◆ PROBLEM TO SOLVE
Could you return every line of the material that contains the word "captured"?

◆ DATA FOR THE TASK
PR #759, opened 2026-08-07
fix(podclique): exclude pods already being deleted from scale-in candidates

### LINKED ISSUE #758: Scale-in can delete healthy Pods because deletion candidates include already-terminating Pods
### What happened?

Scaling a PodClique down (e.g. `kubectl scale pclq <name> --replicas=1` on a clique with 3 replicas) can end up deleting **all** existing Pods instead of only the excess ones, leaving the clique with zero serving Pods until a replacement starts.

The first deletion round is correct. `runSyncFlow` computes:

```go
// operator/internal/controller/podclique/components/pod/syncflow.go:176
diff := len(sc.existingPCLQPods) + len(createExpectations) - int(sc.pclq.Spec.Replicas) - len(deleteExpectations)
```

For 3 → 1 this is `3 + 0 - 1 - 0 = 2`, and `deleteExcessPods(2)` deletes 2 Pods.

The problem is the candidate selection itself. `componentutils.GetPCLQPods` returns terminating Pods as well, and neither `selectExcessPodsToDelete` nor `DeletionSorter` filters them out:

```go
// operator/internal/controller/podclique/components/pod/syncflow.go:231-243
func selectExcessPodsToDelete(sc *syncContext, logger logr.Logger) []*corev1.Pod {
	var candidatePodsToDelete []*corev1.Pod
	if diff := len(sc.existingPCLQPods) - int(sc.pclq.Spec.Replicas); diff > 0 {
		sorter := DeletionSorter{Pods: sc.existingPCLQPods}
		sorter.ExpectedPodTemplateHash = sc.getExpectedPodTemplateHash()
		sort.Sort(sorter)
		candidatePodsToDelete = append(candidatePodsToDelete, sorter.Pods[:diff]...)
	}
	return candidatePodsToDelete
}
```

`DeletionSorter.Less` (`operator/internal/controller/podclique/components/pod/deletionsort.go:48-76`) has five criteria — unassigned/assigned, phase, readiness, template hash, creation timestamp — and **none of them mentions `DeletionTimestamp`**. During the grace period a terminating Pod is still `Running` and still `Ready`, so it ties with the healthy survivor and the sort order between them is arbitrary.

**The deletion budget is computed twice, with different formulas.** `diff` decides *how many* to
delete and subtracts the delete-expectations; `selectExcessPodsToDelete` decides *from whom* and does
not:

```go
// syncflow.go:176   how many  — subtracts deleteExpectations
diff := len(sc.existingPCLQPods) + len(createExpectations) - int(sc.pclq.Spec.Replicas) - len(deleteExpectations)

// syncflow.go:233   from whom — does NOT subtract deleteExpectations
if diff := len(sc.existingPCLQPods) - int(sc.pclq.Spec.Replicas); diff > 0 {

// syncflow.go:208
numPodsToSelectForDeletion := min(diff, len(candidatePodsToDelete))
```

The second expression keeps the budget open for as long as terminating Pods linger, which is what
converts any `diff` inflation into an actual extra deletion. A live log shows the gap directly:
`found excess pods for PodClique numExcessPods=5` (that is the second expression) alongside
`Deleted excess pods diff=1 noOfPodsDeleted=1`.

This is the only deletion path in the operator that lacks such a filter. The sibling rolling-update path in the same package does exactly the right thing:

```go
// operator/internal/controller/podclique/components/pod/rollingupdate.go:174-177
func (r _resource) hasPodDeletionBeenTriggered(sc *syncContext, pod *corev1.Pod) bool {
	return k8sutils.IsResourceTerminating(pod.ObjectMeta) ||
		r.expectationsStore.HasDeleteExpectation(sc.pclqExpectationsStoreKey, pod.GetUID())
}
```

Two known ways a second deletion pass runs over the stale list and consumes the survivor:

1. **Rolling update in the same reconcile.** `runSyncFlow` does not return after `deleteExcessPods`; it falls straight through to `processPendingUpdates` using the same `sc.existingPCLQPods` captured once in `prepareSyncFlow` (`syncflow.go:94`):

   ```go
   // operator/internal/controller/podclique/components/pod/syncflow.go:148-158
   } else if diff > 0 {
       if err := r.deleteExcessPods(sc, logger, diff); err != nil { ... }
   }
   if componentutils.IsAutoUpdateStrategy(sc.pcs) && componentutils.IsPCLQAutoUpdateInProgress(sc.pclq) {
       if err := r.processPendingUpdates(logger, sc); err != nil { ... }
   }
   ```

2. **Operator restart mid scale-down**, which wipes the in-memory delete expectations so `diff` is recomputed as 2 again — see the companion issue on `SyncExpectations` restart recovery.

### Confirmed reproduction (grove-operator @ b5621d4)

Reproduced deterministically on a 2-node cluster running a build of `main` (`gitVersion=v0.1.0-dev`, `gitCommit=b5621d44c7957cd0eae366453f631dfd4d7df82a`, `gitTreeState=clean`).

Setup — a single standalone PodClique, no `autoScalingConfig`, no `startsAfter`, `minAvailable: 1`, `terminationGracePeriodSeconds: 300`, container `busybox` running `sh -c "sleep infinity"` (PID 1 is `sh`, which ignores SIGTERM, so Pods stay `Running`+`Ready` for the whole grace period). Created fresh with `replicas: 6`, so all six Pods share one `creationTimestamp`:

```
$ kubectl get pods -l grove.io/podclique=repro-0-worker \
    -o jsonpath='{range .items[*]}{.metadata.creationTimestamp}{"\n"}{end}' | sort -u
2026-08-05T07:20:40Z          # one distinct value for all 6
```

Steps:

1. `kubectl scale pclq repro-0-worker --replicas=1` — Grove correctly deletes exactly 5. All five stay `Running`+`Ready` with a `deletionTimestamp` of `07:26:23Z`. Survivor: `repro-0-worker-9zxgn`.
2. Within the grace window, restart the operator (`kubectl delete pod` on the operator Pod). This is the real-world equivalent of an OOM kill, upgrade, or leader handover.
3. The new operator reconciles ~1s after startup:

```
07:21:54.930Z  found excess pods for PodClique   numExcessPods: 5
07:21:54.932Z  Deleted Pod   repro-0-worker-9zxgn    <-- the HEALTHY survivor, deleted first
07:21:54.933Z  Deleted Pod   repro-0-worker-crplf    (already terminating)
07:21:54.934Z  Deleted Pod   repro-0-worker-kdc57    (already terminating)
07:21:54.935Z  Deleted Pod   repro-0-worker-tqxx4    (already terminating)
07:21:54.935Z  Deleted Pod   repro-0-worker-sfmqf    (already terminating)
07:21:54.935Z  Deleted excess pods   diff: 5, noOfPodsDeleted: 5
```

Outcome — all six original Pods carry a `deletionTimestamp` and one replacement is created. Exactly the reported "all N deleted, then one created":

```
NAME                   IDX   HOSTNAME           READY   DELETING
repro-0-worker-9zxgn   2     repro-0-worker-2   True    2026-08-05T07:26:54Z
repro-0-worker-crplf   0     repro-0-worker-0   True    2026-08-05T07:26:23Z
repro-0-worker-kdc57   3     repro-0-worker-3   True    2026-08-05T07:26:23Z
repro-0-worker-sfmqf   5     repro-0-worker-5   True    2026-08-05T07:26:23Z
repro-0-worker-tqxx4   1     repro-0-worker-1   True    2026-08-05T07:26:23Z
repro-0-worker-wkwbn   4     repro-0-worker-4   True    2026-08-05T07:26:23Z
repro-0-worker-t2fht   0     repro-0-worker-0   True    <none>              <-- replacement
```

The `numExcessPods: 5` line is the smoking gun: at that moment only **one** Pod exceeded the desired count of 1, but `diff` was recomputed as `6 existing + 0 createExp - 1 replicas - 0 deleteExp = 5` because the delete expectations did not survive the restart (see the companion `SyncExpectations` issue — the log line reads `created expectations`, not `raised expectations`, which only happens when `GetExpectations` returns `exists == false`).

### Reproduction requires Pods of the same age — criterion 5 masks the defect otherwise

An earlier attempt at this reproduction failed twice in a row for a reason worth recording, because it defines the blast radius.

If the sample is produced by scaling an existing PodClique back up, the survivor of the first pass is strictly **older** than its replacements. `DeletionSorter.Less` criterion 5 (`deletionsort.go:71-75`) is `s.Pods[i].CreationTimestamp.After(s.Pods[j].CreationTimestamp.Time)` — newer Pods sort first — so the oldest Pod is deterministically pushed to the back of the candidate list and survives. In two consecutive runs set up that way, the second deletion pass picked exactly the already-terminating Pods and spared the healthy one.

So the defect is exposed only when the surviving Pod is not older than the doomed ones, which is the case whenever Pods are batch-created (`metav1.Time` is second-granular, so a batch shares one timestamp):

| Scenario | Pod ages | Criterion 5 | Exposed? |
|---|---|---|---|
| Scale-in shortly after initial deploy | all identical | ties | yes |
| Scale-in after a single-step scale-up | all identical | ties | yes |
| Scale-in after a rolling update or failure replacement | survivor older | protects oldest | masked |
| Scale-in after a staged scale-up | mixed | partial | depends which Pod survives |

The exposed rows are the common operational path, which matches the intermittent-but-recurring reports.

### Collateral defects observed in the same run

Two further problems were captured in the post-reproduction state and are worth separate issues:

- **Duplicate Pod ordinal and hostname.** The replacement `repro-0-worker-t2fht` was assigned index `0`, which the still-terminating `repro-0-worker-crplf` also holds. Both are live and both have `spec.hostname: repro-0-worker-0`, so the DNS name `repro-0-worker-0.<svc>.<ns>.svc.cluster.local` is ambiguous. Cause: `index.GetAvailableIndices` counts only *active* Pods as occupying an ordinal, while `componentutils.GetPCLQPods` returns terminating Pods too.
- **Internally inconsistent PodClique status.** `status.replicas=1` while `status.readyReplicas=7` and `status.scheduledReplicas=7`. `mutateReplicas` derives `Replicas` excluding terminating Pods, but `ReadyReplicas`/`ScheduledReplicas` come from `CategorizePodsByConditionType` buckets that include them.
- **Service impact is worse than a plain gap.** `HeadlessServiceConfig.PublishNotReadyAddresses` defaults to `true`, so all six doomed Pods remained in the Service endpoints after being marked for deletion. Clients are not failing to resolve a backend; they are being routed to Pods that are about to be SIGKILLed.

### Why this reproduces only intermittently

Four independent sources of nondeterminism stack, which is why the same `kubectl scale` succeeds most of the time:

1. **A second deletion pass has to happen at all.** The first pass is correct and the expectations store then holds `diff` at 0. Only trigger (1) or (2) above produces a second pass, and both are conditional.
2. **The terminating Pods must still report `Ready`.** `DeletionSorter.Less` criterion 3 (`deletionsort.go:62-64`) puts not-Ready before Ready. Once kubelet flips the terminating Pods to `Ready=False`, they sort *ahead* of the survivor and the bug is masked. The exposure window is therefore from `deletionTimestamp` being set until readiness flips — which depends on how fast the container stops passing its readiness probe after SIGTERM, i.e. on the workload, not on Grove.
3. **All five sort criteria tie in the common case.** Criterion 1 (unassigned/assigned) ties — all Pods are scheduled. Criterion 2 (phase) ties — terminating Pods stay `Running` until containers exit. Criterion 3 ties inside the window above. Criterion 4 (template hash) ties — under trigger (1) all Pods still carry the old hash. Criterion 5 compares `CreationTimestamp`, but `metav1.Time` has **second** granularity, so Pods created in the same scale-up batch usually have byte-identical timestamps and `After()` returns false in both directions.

◆ YOUR RESPONSE
1. **Rolling update in the same reconcile.** `runSyncFlow` does not return after `deleteExcessPods`; it falls straight through to `processPendingUpdates` using the same `sc.existingPCLQPods` captured once in `prepareSyncFlow` (`syncflow.go:94`):
Two further problems were captured in the post-reproduction state and are worth separate issues:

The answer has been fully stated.